I need to move my horse to Edinburgh within the next couple months. My flat is in central Edinburgh but I will be working near Murrayfield Rugby Stadium, so a livery yard somewhere between the west and the south of Edinburgh would be prefect.

I would preferably like flexi-livery but part or full livery could also be an option. An outdoor school, hacking and most importantly, year round turnout is essential.

Does anyone know anywhere friendly that fits my needs?

Thanks,
Catherine (and Bonnie)


----------



## JenTaz (31 May 2013)

I think the only place that you will get that is out that direction will be Pentland Livery, sorry can't really think of anywhere else that side, lots of good yards closer towards east lothian, Dalkieth and Gorebridge but depends if that is too far for you to travel


----------



## Catherineislay (31 May 2013)

Thanks! I had a look at Pentlands and it would definitely be a possibility, the location is great but is quite pricey, and offers as standard probably a bit more than I would need.

I'm happy to travel up to ~45 mins each way, if you know of a couple more within that?


----------



## JenTaz (31 May 2013)

According to google maps murrayfield stadium to gorebridge will take you about 30 minutes, obviously this depends on how busy the city bypass is, out gorebridge direction there is mount skip, stobs farm, temple farm, thornton livery and oxenfoord, all of which i believe offer a flexi livery option all have a school and pretty decent hacking  theres also morton mains thats a bit closer towards murray field but no idea in regards to livery packages.


----------



## Jnhuk (31 May 2013)

About 15 minutes from the Ski slope junction just off the A702, Whitfield Farm Livery West Linton & Whinnyknowe Dolphinton

Also newish yard at Leadburn but can't remember the name. Then you have loads round Midlothian way....

Also Wester Kinleith (mid and Easter farms also I believe take some liveries) but have no personal experience of them all
http://westerkinleithfarmridingclub.webs.com/livery.htm


----------



## asbo (1 June 2013)

Jnhuk said:



			About 15 minutes from the Ski slope junction just off the A702, Whitfield Farm Livery West Linton & Whinnyknowe Dolphinton

Also newish yard at Leadburn but can't remember the name. Then you have loads round Midlothian way....

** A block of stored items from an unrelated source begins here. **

PR #598, opened 2016-01-29
Pull changes from master

ajkannan:
The purpose of this PR is to reduce the delta between the update-datastore branch and master to facilitate easier merging into master when v1beta3 is released.  The last two commits include merge conflict resolution.


ajkannan:
Noticed one issue: the merge didn't take the master's up-to-date ServiceOptions.Builder.projectId(String projectId) method, instead taking the `update-datastore` version.  Will fix in next commit.

ajkannan:
In addition to fixing merge conflicts, the following changes were applied:
* Change the retry codes from HTTP codes to gRPC ordinal codes.
* Remove unnecessary "protected" modifier from two `DateTime` functions.
* Set `QueryResults.cursorAfter` to be the batch's `endCursor` when we run out of results.
* Fix update-datastore's `ServiceOptions` to accept null project ID.

PR #606, opened 2016-02-02
Added Dns methods, Zone and ZoneTest. Fixes #596.

### LINKED ISSUE #596: Add methods to DnsService interface
Complete implementation when the options PR is approved.

mderka:
Fixes #596.

### DIFF
--- a/gcloud-java-dns/src/main/java/com/google/gcloud/dns/Dns.java
+++ b/gcloud-java-dns/src/main/java/com/google/gcloud/dns/Dns.java
@@ -524,16 +524,6 @@ public interface Dns extends Service<DnsOptions> {
   ProjectInfo getProjectInfo(ProjectOption... fields);
 
   /**
-   * Returns the current project id.
-   */
-  String getProjectId();
-
-  /**
-   * Returns the current project number.
-   */
-  BigInteger getProjectNumber();
-
-  /**
    * Submits a change request for the specified zone. The returned object contains the following
    * read-only fields supplied by the server: id, start time and status. time, id, and list of name
    * servers. The fields to be returned can be selected by {@link ChangeRequestOption}s.
@@ -566,7 +556,7 @@ public interface Dns extends Service<DnsOptions> {
    * @throws DnsException upon failure or if the zone cannot be found
    * @see <a href="https://cloud.google.com/dns/api/v1/changes/get">Cloud DNS Chages: get</a>
    */
-  ChangeRequest getChangeRequest(String changeRequestId, BigInteger zoneId,
+  ChangeRequest getChangeRequest(BigInteger zoneId, String changeRequestId,
       ChangeRequestOption... options);
 
   /**
@@ -578,7 +568,7 @@ public interface Dns extends Service<DnsOptions> {
    * @throws DnsException upon failure or if the zone cannot be found
    * @see <a href="https://cloud.google.com/dns/api/v1/changes/get">Cloud DNS Chages: get</a>
    */
-  ChangeRequest getChangeRequest(String changeRequestId, String zoneName,
+  ChangeRequest getChangeRequest(String zoneName, String changeRequestId,
       ChangeRequestOption... options);
 
   /**
--- a/gcloud-java-dns/src/main/java/com/google/gcloud/dns/Zone.java
+++ b/gcloud-java-dns/src/main/java/com/google/gcloud/dns/Zone.java
@@ -130,8 +130,7 @@ public class Zone implements Serializable {
    * Lists all {@link DnsRecord}s associated with this zone. First searches for zone by ID and if
    * not found then by name.
    *
-   * @param options optional restriction on listing and on what fields of {@link DnsRecord} should
-   * be returned by the service
+   * @param options optional restriction on listing and fields of {@link DnsRecord}s returned
    * @return a page of DNS records
    * @throws DnsException upon failure or if the zone is not found
    * @throws NullPointerException if both zone ID and name are not initialized
@@ -191,11 +190,11 @@ public class Zone implements Serializable {
     checkNotNull(changeRequestId);
     ChangeRequest updated = null;
     if (zoneInfo.id() != null) {
-      updated = dns.getChangeRequest(changeRequestId, zoneInfo.id(), options);
+      updated = dns.getChangeRequest(zoneInfo.id(), changeRequestId, options);
     }
     if (updated == null && zoneInfo.name() != null) {
       // zone was not found by id or id is not set at all
-      updated = dns.getChangeRequest(changeRequestId, zoneInfo.name(), options);
+      updated = dns.getChangeRequest(zoneInfo.name(), changeRequestId, options);
     }
     return updated;
   }
@@ -205,8 +204,7 @@ public class Zone implements Serializable {
    * then by name. Returns a page of {@link ChangeRequest}s or {@code null} if the zone is not
    * found.
    *
-   * @param options optional restriction on listing and on what fields of {@link ChangeRequest}s
-   * should be returned by the service
+   * @param options optional restriction on listing and fields to be returned
    * @return a page of change requests
    * @throws DnsException upon failure or if the zone is not found
    * @throws NullPointerException if both zone ID and name are not initialized
@@ -236,7 +234,7 @@ public class Zone implements Serializable {
    * Returns the {@link ZoneInfo} object containing information about this zone.
    */
   public ZoneInfo info() {
-    return this.zoneInfo;
+    return zoneInfo;
   }
 
   /**
--- a/gcloud-java-dns/src/test/java/com/google/gcloud/dns/ZoneTest.java
+++ b/gcloud-java-dns/src/test/java/com/google/gcloud/dns/ZoneTest.java
@@ -101,16 +101,15 @@ public class ZoneTest {
     Zone retrieved = Zone.get(dns, ZONE_ID);
     assertSame(dns, retrieved.dns());
     assertEquals(ZONE_INFO, retrieved.info());
-    BigInteger id = null;
     try {
-      Zone.get(dns, id);
-      fail("Cannot get null zone.");
+      Zone.get(dns, (BigInteger) null);
+      fail("Cannot get by null id.");
     } catch (NullPointerException e) {
       // expected
     }
     try {
-      Zone.get(null, id);
-      fail("Cannot get null zone.");
+      Zone.get(null, new BigInteger("12"));
+      fail("Cannot get anything from null service.");
     } catch (NullPointerException e) {
       // expected
     }
@@ -126,16 +125,15 @@ public class ZoneTest {
     Zone retrieved = Zone.get(dns, ZONE_NAME);
     assertSame(dns, retrieved.dns());
     assertEquals(ZONE_INFO, retrieved.info());
-    String name = null;
     try {
-      Zone.get(dns, name);
-      fail("Cannot get null zone.");
+      Zone.get(dns, (String) null);
+      fail("Cannot get by null name.");
     } catch (NullPointerException e) {
       // expected
     }
     try {
-      Zone.get(null, name);
-      fail("Cannot get null zone.");
+      Zone.get(null, "Not null");
+      fail("Cannot get anything from null service.");
     } catch (NullPointerException e) {
       // expected
     }
@@ -195,6 +193,7 @@ public class ZoneTest {
 
   @Test
   public void listDnsRecordsByIdAndFound() {
+    @SuppressWarnings("unchecked")
     Page<DnsRecord> pageMock = createStrictMock(Page.class);
     replay(pageMock);
     expect(dns.listDnsRecords(ZONE_ID)).andReturn(pageMock);
@@ -210,6 +209,7 @@ public class ZoneTest {
 
   @Test
   public void listDnsRecordsByIdAndNotFoundAndNameSetAndFound() {
+    @SuppressWarnings("unchecked")
     Page<DnsRecord> pageMock = createStrictMock(Page.class);
     replay(pageMock);
     expect(dns.listDnsRecords(ZONE_ID)).andReturn(null);
@@ -251,6 +251,7 @@ public class ZoneTest {
 
   @Test
   public void listDnsRecordsByNameAndFound() {
+    @SuppressWarnings("unchecked")
     Page<DnsRecord> pageMock = createStrictMock(Page.class);
     replay(pageMock);
     expect(dns.listDnsRecords(ZONE_NAME)).andReturn(pageMock);
@@ -486,9 +487,9 @@ public class ZoneTest {
 
   @Test
   public void getChangeByIdAndFound() {
-    expect(dns.getChangeRequest(CHANGE_REQUEST.id(), ZONE_ID)).andReturn(CHANGE_REQUEST_AFTER);
+    expect(dns.getChangeRequest(ZONE_ID, CHANGE_REQUEST.id())).andReturn(CHANGE_REQUEST_AFTER);
     // again for options
-    expect(dns.getChangeRequest(CHANGE_REQUEST.id(), ZONE_ID, CHANGE_REQUEST_FIELD_OPTIONS))
+    expect(dns.getChangeRequest(ZONE_ID, CHANGE_REQUEST.id(), CHANGE_REQUEST_FIELD_OPTIONS))
         .andReturn(CHANGE_REQUEST_AFTER);
     replay(dns);
     ChangeRequest result = zone.getChangeRequest(CHANGE_REQUEST.id());
@@ -503,13 +504,13 @@ public class ZoneTest {
 
   @Test
   public void getChangeByIdAndNotFoundAndNameSetAndFound() {
-    expect(dns.getChangeRequest(CHANGE_REQUEST.id(), ZONE_ID)).andReturn(null);
-    expect(dns.getChangeRequest(CHANGE_REQUEST.id(), ZONE_NAME))
+    expect(dns.getChangeRequest(ZONE_ID, CHANGE_REQUEST.id())).andReturn(null);
+    expect(dns.getChangeRequest(ZONE_NAME, CHANGE_REQUEST.id()))
         .andReturn(CHANGE_REQUEST_AFTER);
     // again for options
-    expect(dns.getChangeRequest(CHANGE_REQUEST.id(), ZONE_ID, CHANGE_REQUEST_FIELD_OPTIONS))
+    expect(dns.getChangeRequest(ZONE_ID, CHANGE_REQUEST.id(), CHANGE_REQUEST_FIELD_OPTIONS))
         .andReturn(null);
-    expect(dns.getChangeRequest(CHANGE_REQUEST.id(), ZONE_NAME, CHANGE_REQUEST_FIELD_OPTIONS))
+    expect(dns.getChangeRequest(ZONE_NAME, CHANGE_REQUEST.id(), CHANGE_REQUEST_FIELD_OPTIONS))
         .andReturn(CHANGE_REQUEST_AFTER);
     replay(dns);
     ChangeRequest result = zone.getChangeRequest(CHANGE_REQUEST.id());
@@ -523,12 +524,12 @@ public class ZoneTest {
 
   @Test
   public void getChangeIdAndNotFoundAndNameSetAndNotFound() {
-    expect(dns.getChangeRequest(CHANGE_REQUEST.id(), ZONE_ID)).andReturn(null);
-    expect(dns.getChangeRequest(CHANGE_REQUEST.id(), ZONE_NAME)).andReturn(null);
+    expect(dns.getChangeRequest(ZONE_ID, CHANGE_REQUEST.id())).andReturn(null);
+    expect(dns.getChangeRequest(ZONE_NAME, CHANGE_REQUEST.id())).andReturn(null);
     // again with options
-    expect(dns.getChangeRequest(CHANGE_REQUEST.id(), ZONE_ID, CHANGE_REQUEST_FIELD_OPTIONS))
+    expect(dns.getChangeRequest(ZONE_ID, CHANGE_REQUEST.id(), CHANGE_REQUEST_FIELD_OPTIONS))
         .andReturn(null);
-    expect(dns.getChangeRequest(CHANGE_REQUEST.id(), ZONE_NAME, CHANGE_REQUEST_FIELD_OPTIONS))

Also Wester Kinleith (mid and Easter farms also I believe take some liveries) but have no personal experience of them all
http://westerkinleithfarmridingclub.webs.com/livery.htm

Click to expand...

Blast from the past, thats my website haha, but I am no longer at Westerkinleith, but would tell anyone what a great yard it is. Midkinleith does livery, Easter kinleith sometimes take horses but its a working farm so no facilities.


----------



## Catherineislay (9 June 2013)

Do you know if Midkinleith has and outdoor school? As far as I can tell from their website, it only has a small indoor school which is a shame since it ticks all the other boxes on my list.


----------



## Soozyq (9 June 2013)

I am at Midkinleith, it is split into two yards, one on Blinkbonny Road, Currie which is easy to get to from the Lanark Road if you have to go by bus. The other is at the top of the Kirkgate which is a long steep hill and not nice to walk up especially in the winter. The top yard has a small indoor school its not huge but its great in the winter when hacking is impossible. More than enough space to school, lunge, and a couple of jumps. Its not everyones cup of tea and it can look a bit untidy sometimes (my YO will laugh if he reads this I HOPE!) but I wouldn't go anywhere else. Been there 5 years in October. Hacking is superb!


----------



## Mithras (12 June 2013)

If you are working at Murrayfield you might be better heading west.  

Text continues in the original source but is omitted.